Bien entendu, on peut d’abord imaginer que cette conviction a pour cause l’hétéronymie. Bien plutôt qu’il n’a écrit une œuvre, Pessoa a déployé une littérature entière, une configuration littéraire où toutes les oppositions, tous les problèmes de la pensée du siècle viennent s’inscrire. En quoi il a de beaucoup dépassé le projet mallarméen du Livre. Car ce projet avait pour faiblesse de maintenir la souveraineté de l’Un, de l’auteur, même si cet auteur s’absentait du Livre jusqu’à être anonyme. L’anonymat mallarméen reste prisonnier de la transcendance de l’auteur. Les hétéronymes (Caeiro, Campos, Reis, Pessoa-en-personne, Soares) s’opposent à l’anonyme, en ce qu’ils ne prétendent ni à l’Un, ni au Tout, mais installent originairement la contingence du multiple. De là qu’ils composent, mieux que le Livre, un univers. Car l’univers réel est à la fois multiple, contingent et intotalisable.

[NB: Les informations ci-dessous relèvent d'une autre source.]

PR #15567, opened 2026-08-21
feat(pxi): structured contracts for UI operations — error codes, output schemas, telemetry

cephalization:
Implements the "structured contracts" pass distilled from three PXI field reports (kimi-k3, claude-opus-5, gpt-5.6-sol dogfooding sessions), where all three models independently converged on the same three gaps. One commit per gap:

## 1. Stable error codes on operation failures
`{ok: false, error}` forced scripts to string-match English to tell "not mounted" from "invalid input" from "revision conflict". Failures now carry a machine-readable `code`:
- **Dispatch stamps the generic categories** at its choke points: `UNKNOWN_OPERATION`, `NOT_AVAILABLE`, `INVALID_INPUT`, `CAPABILITY_DISABLED`, `NO_SESSION`, `HANDLER_ERROR`.
- **Handlers supply domain codes**: `STALE_REVISION` (prompt/tools revision conflicts), `NO_RUN_OUTPUT`.
- The `search_ui` catalog header and `execute_ui` instructions teach the model to branch on `code`, never on the `error` prose.

## 2. Declared output schemas
Inputs were typed; outputs were `output?: unknown`, so every model burned probe calls guessing shapes. Descriptors gain an optional `outputSchema`, rendered into `search_ui` signatures as `Promise<UiResult<T>>`. Documentation, not a runtime gate — a drifted schema can mislead but never break a working operation. First tranche covers the shapes the reports guessed at: `model.list` (with a docstring cross-ref making its targets the declared input for `model.set`), `prompt.read`/`prompt.edit` (surfacing the chainable `revision`), prompt tools read/write, `run.readOutput`, `readDefinition`.

## 3. Structure-aware truncation + per-call telemetry
Blind middle-truncation of the serialized return value destroyed unrelated sibling results in batched scripts (one report: a 176-model list swallowed 31k chars of a neighboring read). Oversized JSON return values are now pruned structure-aware — every object key survives, arrays keep leading items plus a counted omission marker, the truncation note lists pruned paths. The output gains a `Calls:` section (operation, ok/FAILED, duration, output size per call) recorded around dispatch on the main thread; the worker protocol is untouched. Both sections are model-facing and hidden from the user-facing card.


cephalization:

PR #15573, opened 2026-08-21
fix(mcp): keep dashes in prompt names on upsert-prompt

dylanpulver:
`upsert-prompt` normalized names with `.replace(/[^\w_]/g, "")`. `\w` is `[A-Za-z0-9_]`, so every dash was deleted and `article-summarizer` became `articlesummarizer`. The server's prompt name identifier is `^[a-z0-9]([_a-z0-9-]*[a-z0-9])?$` (`src/phoenix/db/types/identifier.py:7`), which accepts dashes, and six tool descriptions in `promptTools.ts` use `article-summarizer` as the example name. Create it over MCP, read it back with `get-prompt "article-summarizer"`, and you get a 404.

The same transform left leading and trailing separators in place, so `_draft` passed the zod schema and failed `Identifier` validation at the API with a 422.

Mapping dashes to underscores was the other option. It yields a valid name but not the requested one, so the round trip breaks the same way. Preserving the dash is the only choice where `upsert-prompt(n)` and `get-prompt(n)` agree.

Whitespace keeps mapping to `_` rather than `-`, so this is not an exact match for `getIdentifier` in `js/app/src/utils/identifierUtils.ts:101`. Aligning it would rename space-separated prompts callers create today.

Residual limitation: the transform rewrites the caller's name silently instead of rejecting it, so `upsert-prompt("My Prompt")` stores `my_prompt`.

From `js/`: `pnpm run test` passes every package suite, phoenix-mcp at 40 tests (25 before). `pnpm run fmt:check` on the pinned oxfmt 0.58.0 reports no diff. `pnpm run lint` reports 0 warnings. Reverting `promptSchemas.ts` and rerunning fails 5 of the new assertions.

### DIFF
--- a/js/.changeset/mcp-prompt-name-dashes.md
+++ b/js/.changeset/mcp-prompt-name-dashes.md
@@ -1,0 +1,5 @@
+---
+"@arizeai/phoenix-mcp": patch
+---
+
+Stop `upsert-prompt` from stripping dashes out of prompt names. The server's prompt name identifier accepts `[a-z0-9_-]`, so `article-summarizer` is now stored under that name instead of `articlesummarizer`. Leading and trailing separators are trimmed as well, so names like `_draft` no longer reach the API and fail validation there.
--- a/js/packages/phoenix-mcp/src/promptSchemas.ts
+++ b/js/packages/phoenix-mcp/src/promptSchemas.ts
@@ -29,10 +29,16 @@ export const getPromptVersionSchema = z.object({
 });
 
 /**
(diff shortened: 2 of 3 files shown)


cephalization:
Thanks for the PR @dylanpulver this looks like a harmless change, but I am curious if actively you use the typescript mcp server? We are considering deprecating it in favor of the new built-in hosted MCP server or just having your agent use the phoenix-cli (which is more fully featured than the typescript mcp server).

Issue #158, opened 2020-07-12
[Bug] EventToCommandBehavior throws ArgumentException with ListView events


almirvuk:
### Description
When using `EventToCommandBehaviour` implementation from `XamarinCommunityToolkit` with for example ListView and its events `ItemTapped` or `ItemSelected` event. Same approach and the same sample code is working with other implementation of `EventToCommandBehavior`, for example, the one from Prism library.

### Steps to Reproduce

1. Add behaviour to ListView and use it with ItemTapped event.
2. Debug the EventToCommandBehavior implementation

### Expected Behavior
To not throw an exception.

### Actual Behavior
It throws an exception on line 79, after calling:
`eventInfo.AddEventHandler(View, eventHandler);`

### Basic Information

```
System.ArgumentException has been thrown:

Object of type 'System.EventHandler' cannot be converted to type 'System.EventHandler`1[Xamarin.Forms.ItemTappedEventArgs]'.
```

### Reproduction Link
I have a reproduction sample and it is available on a pull request for ItemTappedeEventArgsConverter in ConvertersGallery page converter [here](https://github.com/xamarin/XamarinCommunityToolkit/pull/157).

jfversluis:
Fixed by #159

PR #159, opened 2020-07-12
[Bug] EventToCommandBehavior throws ArgumentException

AndreiMisiukevich:
### Description of Change ###
We should create event handler for observing the event according to **eventInfo.EventHandlerType**.

```csharp
eventHandler = eventHandlerMethodInfo.CreateDelegate(eventInfo.EventHandlerType, this)
```

### Bugs Fixed ###
- Related to issue #158 

### API Changes ###
None

### Behavioral Changes ###
No crash when used with ListView events

### PR Checklist ###

- [ ] Updated documentation

### DIFF
--- a/XamarinCommunityToolkit.UnitTests/Behaviors/EventToCommandBehavior_Tests.cs
+++ b/XamarinCommunityToolkit.UnitTests/Behaviors/EventToCommandBehavior_Tests.cs
@@ -1,0 +1,103 @@
+﻿using System;
+using System.Collections.Generic;
+using System.IO;
+using System.Reflection;
+using System.Threading;
+using System.Threading.Tasks;
+using Xamarin.Forms;
+using Xamarin.Forms.Internals;
+using XamarinCommunityToolkit.Behaviors;
+using Xunit;
+
+namespace XamarinCommunityToolkit.UnitTests.Behaviors
+{
+    public class EventToCommandBehavior_Tests
+    {
+        public EventToCommandBehavior_Tests()
+            => Device.PlatformServices = new MockPlatformServices();
+
+        [Fact]
+        public void ArgumentExceptionIfSpecifiedEventDoesNotExist()
+        {
+            var listView = new ListView();
+            var behavior = new EventToCommandBehavior
+            {
+                EventName = "Wrong Event Name"
+            };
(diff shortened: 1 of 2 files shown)


jfversluis:
Can we write a test for this so we make sure this doesn't happen again?

AndreiMisiukevich:
> Is it covered by the one from Almir?
No, it isn't covered by any unit test

> Can we write a test for this so we make sure this doesn't happen again?
RegisterEvent is a private method that is internally when the behavior is attached to some view.
Such stuff should be covered by UI tests. Also, we can expose a public static method with this logic and cover it by unit tests

jfversluis:
OK, RegisterEvent is, but what if we write a test for the entire behavior? We should be able to write a test that creates some dummy `View` element, attach the behavior, unattach the behavior etc. and see if throws something or not? Or am I missing something?

AndreiMisiukevich:
> OK, RegisterEvent is, but what if we write a test for the entire behavior? We should be able to write a test that creates some dummy `View` element, attach the behavior, unattach the behavior etc. and see if throws something or not? Or am I missing something?

Got it, yes we can do it.
But I thought **Unit** tests should be as simple as possible.

jfversluis:
Since the thing we want to test is private, testing the public part is as simple as we can go 😉 

You're right, but I would rather have one test which technically might not be a unit as per the definition than no test at all.

AndreiMisiukevich:
@jfversluis 

:(

image

AndreiMisiukevich:
Well, found a workaround.

@jfversluis I added tests

jfversluis:
Awesome work @AndreiMisiukevich thanks! Where was that exception coming from exactly?

XamarinCommunityToolkit.UnitTests/Behaviors/EventToCommandBehavior_Tests.cs
```diff
@@ -0,0 +1,103 @@
...
+            {
+                EventName = nameof(ListView.ItemTapped)
+            };
+            listView.Behaviors.Add(behavior);
+        }
+    }
+
+    #region Mock Services
+
+    class MockPlatformServices : IPlatformServices
```
jfversluis, line 44: Aah I see. This is something that is done in Forms too :) Great!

Mais, plus profondément encore, notre capture mentale par Pessoa résulte de ce que la philosophie n’en a nullement épuisé la modernité. De sorte que nous lisons ce poète, et ne pouvons nous en déprendre, pour autant que nous y découvrons un impératif, auquel nous ne savons pas encore comment nous soumettre : emprunter la voie qui dispose, entre Platon et l’anti-Platon, dans l’intervalle que le poète a ouvert pour nous, une véritable philosophie du multiple, du vide, de l’infini. Une philosophie qui rende affirmativement justice à ce monde que les dieux ont pour toujours quitté.